Try it -
Find the line with "package.json". Transcribe it and each later line of the data exactly, up to and including the last.

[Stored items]
----------

PR #143, opened 2021-05-14
Updated hosted-git-info to 2.8.9 to fix security issues

gevans-ch:
Resolves BI-7016: https://companieshouse.atlassian.net/browse/BI-7016


package.json
```diff
@@ -21,6 +21,7 @@
     "express": "~4.16.1",
     "express-validator": "^5.3.1",
     "govuk-frontend": "^3.11.0",
+    "hosted-git-info": "^2.8.9",
```
YiannisPapastergiou, line 24: If it was registered as a dev dependency I believe you should install it as a dev dependency now as well.

I can see this from opening the package-lock.joson file at line 3990

YiannisPapastergiou (approved):

PR #158, opened 2023-08-25
upgrade tslint to eslint

wdhda-ch:


okoye-companieshouse:
Hey @wdhda-ch is it possible to break this PR down? As it is not just upgrading from tslint to eslint?

okoye-companieshouse (approved):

----------

Answer -
package.json
```diff
@@ -21,6 +21,7 @@
     "express": "~4.16.1",
     "express-validator": "^5.3.1",
     "govuk-frontend": "^3.11.0",
+    "hosted-git-info": "^2.8.9",
```
YiannisPapastergiou, line 24: If it was registered as a dev dependency I believe you should install it as a dev dependency now as well.

I can see this from opening the package-lock.joson file at line 3990

YiannisPapastergiou (approved):

PR #158, opened 2023-08-25
upgrade tslint to eslint

wdhda-ch:


okoye-companieshouse:
Hey @wdhda-ch is it possible to break this PR down? As it is not just upgrading from tslint to eslint?

okoye-companieshouse (approved):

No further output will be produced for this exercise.